We’ll see more countries making similar calculations until we address the systematic underfunding of African health systems.


I say this agreement is a good turning point for Kenya. With foreign donors like USAID pulling back and millions relying on external support for HIV, the deal provides vital fiscal breathing room today.
I want my Kenyan brothers to use this opportunity to strengthen our health systems. We should invest in Kenyan public-health infrastructure, digital platforms, and laboratory capacity. This data-sharing arrangement can be the start of genuine health sovereignty rather than continued dependency.
I just finished reading the final signed version of the 37 pages agreement between Kenya and US Governments and the sensational heading aside, I did not see any of these allegations in the document. Happy to be corrected with facts.
Last week, President William Ruto signed away 25 years of access to Kenyan health data for $1.6 billion over five years – $5.66 per person annually for a population of 56.5 million to give the US government access to:
Personal medical records
Genetic information
Lab samples
Insurance details
Digital health platforms
This is a thought-provoking article. While I understand the argument that Kenya’s health system urgently needs additional funding, I’m not convinced the country lacks fiscal capacity overall. Before turning to agreements that may compromise citizens’ health data, the government should first demonstrate that it has optimised existing resources.
Substantial sums continue to be lost through wasteful procurement, governance inefficiencies, and non-essential expenditures. Addressing these leakages could create meaningful fiscal space for health without trading away sensitive citizen information.

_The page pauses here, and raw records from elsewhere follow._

PR #2047, opened 2025-09-26
DefaultWorkspaceManager: improve error handling in traverseFolder

### LINKED ISSUE #2044: Language server does not initialize properly if workspace-folder does not exist (anymore)
Langium version: 4.1.0
Package name: langium

## Steps To Reproduce

1. create 2 directories somewhere on your system (dir-a and dir-b)
2. Launch VS-Code (or if you have a langium-project in your current VS-Code instance launch an Extension Development Host using F5)
3. Use "File > Add Folder to Workspace" and add the folders you created above
4. Save the workspace using "Save workspace as"
5. Create a file with the langium language you are developing in "dir-a" and fill it with content
6. Shutdown your VS-Code instance (or Extension Development Host)
7. Remove "dir-b"
8. Restart your VS-Code on the workspace you saved or the Extension Development Host (it has remembered your workspace from above)
9. Open the file you created in dir-a
10. Notice that no outline is available, auto-complete does not work, ... - the only thing working is the syntax highlighting

I took me a bit but once you look in the Language Server Console Output of your language you'll notice something like the following

```
Error in WorkspaceManager initialization: Error: ENOENT: no such file or directory, scandir '/Users/tomschindl/bla/dir-b'
    at async readdir (node:internal/fs/promises:956:18)
    at async NodeFileSystemProvider.readDirectory (/Users/tomschindl/git/rsd-2.0/dsl/packages/extension/out/language/main.cjs:32507:21)
    at async DefaultWorkspaceManager.traverseFolder (/Users/tomschindl/git/rsd-2.0/dsl/packages/extension/out/language/main.cjs:30181:21)
    at async Promise.all (index 3)
    at async DefaultWorkspaceManager.performStartup (/Users/tomschindl/git/rsd-2.0/dsl/packages/extension/out/language/main.cjs:30151:5)
    at async DefaultWorkspaceManager.initializeWorkspace (/Users/tomschindl/git/rsd-2.0/dsl/packages/extension/out/language/main.cjs:30133:23)
    at async /Users/tomschindl/git/rsd-2.0/dsl/packages/extension/out/language/main.cjs:30087:24
    at async Promise.all (index 0)
    at async DefaultWorkspaceLock.performNextOperation (/Users/tomschindl/git/rsd-2.0/dsl/packages/extension/out/language/main.cjs:30085:5) {
  errno: -2,
  code: 'ENOENT',
  syscall: 'scandir',
  path: '/Users/tomschindl/bla/foo'
}
```

The language server failed to initialize properly because it tried to read the an in existing directory.

## The current behavior

Language server does not initialize properly if workspace has a folder who does not exist anymore

## The expected behavior

Language server can deal with the fact that a workspace folder does not exist

## Proposed solution

I digged a bit into the code and I think the best option would be to check in `traverseFolder` the provided URI and if it does not exist simply return a resolved Promise.

tomsontom:
fixes #2044 

- check if directory exists eg in workspaces a directory could have been delete since the last start
- catch all errors while reading the directory content

### DIFF
--- a/packages/langium/src/workspace/workspace-manager.ts
+++ b/packages/langium/src/workspace/workspace-manager.ts
@@ -206,9 +206,8 @@ export class DefaultWorkspaceManager implements WorkspaceManager {
                     }
                 }
             }));
-        } catch(e) {
-            console.error('Failure while reading directory content', e);
-            return Promise.resolve();
+        } catch (e) {
+            console.error('Failure to read directory content of ' + folderPath.toString(true), e);
         }
     }
 


packages/langium/src/workspace/workspace-manager.ts
```diff
@@ -195,16 +195,25 @@ export class DefaultWorkspaceManager implements WorkspaceManager {
...
-                if (entry.isDirectory) {
-                    await this.traverseFolder(entry.uri, uris);
-                } else if (entry.isFile) {
-                    uris.push(entry.uri);
-                }
+        try {
+            if( ! this.fileSystemProvider.existsSync(folderPath) ) {
+                console.info(`Directory ${folderPath} does not exist`);
+                return Promise.resolve();
             }
```
sailingKieler: What do you think about moving this diagnosis part into the `catch` block?, like
```
catch (e) {
    if(await this.fileSystemProvider.exists(folderPath) ) {
        console.error('Failure while reading directory content', e);
    } else {
        console.info(`Directory ${folderPath} does not exist`);
    }
}
```

msujew: On that note: Please don't use the `sync` file system methods in framework code - there is no guarantee that every file system is actually capable of supporting sync file system requests.

To be honest, I don't even see a reason to actually call `exists` at all, since the `e` error object will contain the information what kind of error occurred.

tomsontom: you are right I removed the check and let readDirectory fail

PR #2054, opened 2025-10-20
Validation for assigned calls of fragments checks also nested calls now

JohannesMeierSE:


msujew (approved):
Thanks, makes sense 👍

PR #2057, opened 2025-10-23
Extended checks for multiple assignments to the same feature

JohannesMeierSE:
This PR is a follow-up of #1412 and #1766 and improves and extends the checks of multiple assignments (in the grammar) to the same feature/property (in the AST):

- Validate the mixed use of `?=`, `=` and `+=` for the same feature: A warning (no error) is shown, if values are assigned with different operators to the same feature. This is prone to data loss, among others.
- Contributed a new code action to replace the assignment operator `=` with `+=`.
- Fixed bugs for the existing validation, when there are multiple assignments with `=` (or `?=`):
    - Create validation markers for critical assignments in other documents in the currently validated document instead (a called fragment might be located in another document).
    - Validate rewrite actions as starting point in order not to validate and mark them twice (rewrite actions might be located in fragments, which might be called twice).
    - Handle circular calls of fragments
- Wrote more test cases, in particular for the existing check for multiple assignments with `?=` as assignment operator to the same feature.
- Both validations (1st for mixing `?=`, `=`and `+=`, and 2nd for multiple assignments with `?=` or `=`) got an issue code, which is used in the 2nd case for a corresponding, new code action (for `=` only, see above) and which will be relevant for serializing ASTs back to text in the future.

### DIFF
--- a/packages/langium/src/grammar/validation/validator.ts
+++ b/packages/langium/src/grammar/validation/validator.ts
@@ -56,6 +56,7 @@ export function registerValidationChecks(services: LangiumGrammarServices): void
         ],
         ParserRule: [
             validator.checkParserRuleDataType,
+            validator.checkFragmentKeywords,
             validator.checkRuleParameters,
             validator.checkEmptyParserRule,
             validator.checkParserRuleReservedName,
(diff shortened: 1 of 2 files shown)


packages/langium/src/grammar/validation/validator.ts
```diff
@@ -1016,48 +1019,118 @@ export class LangiumGrammarValidator {
...
     }
 
-    private checkOperatorMultiplicitiesForMultiAssignmentsIndependent(startNodes: AstNode[], accept: ValidationAcceptor, map: Map<string, AssignmentUse> = new Map()): void {
+    checkActionAssignmentsToTheSameFeature(action: ast.Action, accept: ValidationAcceptor): void {
+        if (action.feature) {
+            // tree rewriting action
+            const mapForNewObject = new Map();
+            storeAssignmentUse(mapForNewObject, action.feature, 1, action); // remember the special rewriting feature
+            // all following nodes are put into the new object => check their assignments independently
+            const sibblings = ast.isGroup(action.$container) || ast.isUnorderedGroup(action.$container) ? action.$container.elements : [action];
```
emilkrebs: Minor typo: use `siblings` instead of `sibblings`

PR #2058, opened 2025-10-24
Validate that no return type is specified for fragments

JohannesMeierSE:


packages/langium/src/grammar/validation/validator.ts
```diff
@@ -971,11 +972,23 @@ export class LangiumGrammarValidator {
...
+        } else if (hasDatatypeReturnType && !dataTypeRule && !rule.fragment) { // fragments are validated in the next check below
             accept('error', 'Normal parser rules are not allowed to return a primitive value. Use a datatype rule for that.', { node: rule, property: rule.dataType ? 'dataType' : 'returnType' });
         }
     }
 
+    checkFragmentKeywords(rule: ast.ParserRule, accept: ValidationAcceptor): void {
+        if (rule.fragment) {
+            if (rule.dataType || rule.returnType || rule.inferredType) {
+                accept('error',
+                    "Fragments assign values to the object of the caller, but don't create a new object themselves. Therefore specifying the type of the returned object is not possible.",
```
msujew: Suggestion: The validation message is too long IMO.
```suggestion
                    "Fragment rules cannot specify a return type.",
```

emilkrebs: Makes sense, the longer description about why can be found in the documentation if the user requires more details: https://langium.org/docs/reference/grammar-language/#rule-fragments

JohannesMeierSE: I just pushed a new commit with the proposed, shorter error message.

The article also notes that Kenya’s per-capita health expenditure is lower than many comparable countries. That may be true, but the solution is not only to “spend more.” The more cost-effective strategy — globally and historically — is to prevent more. Kenya still carries a high burden of preventable diseases due to gaps in primary healthcare, early detection, water and sanitation, and community-level health promotion. Strengthening these systems reduces the number of people who need costly treatment in the first place. In other words, the smartest way to close the per-capita spending gap is not just additional funds, but better investment choices that lower long-term demand for curative services.
There is also a long-term cost dimension the article only briefly mentions. Agreements of this nature may lock the country into future obligations — including technical dependencies, data-compliance costs, and renegotiation risks — that could outweigh the short-term financial gains. Once access to national health data is granted for decades, reversing or realigning such commitments becomes expensive and politically complicated.
Ultimately, sustainable health financing requires both efficient use of existing resources and a strong preventive-health strategy — neither of which should come at the expense of citizen rights or data sovereignty.
How will this work for the social impact firms in my community? I worry for the loss of control of our data.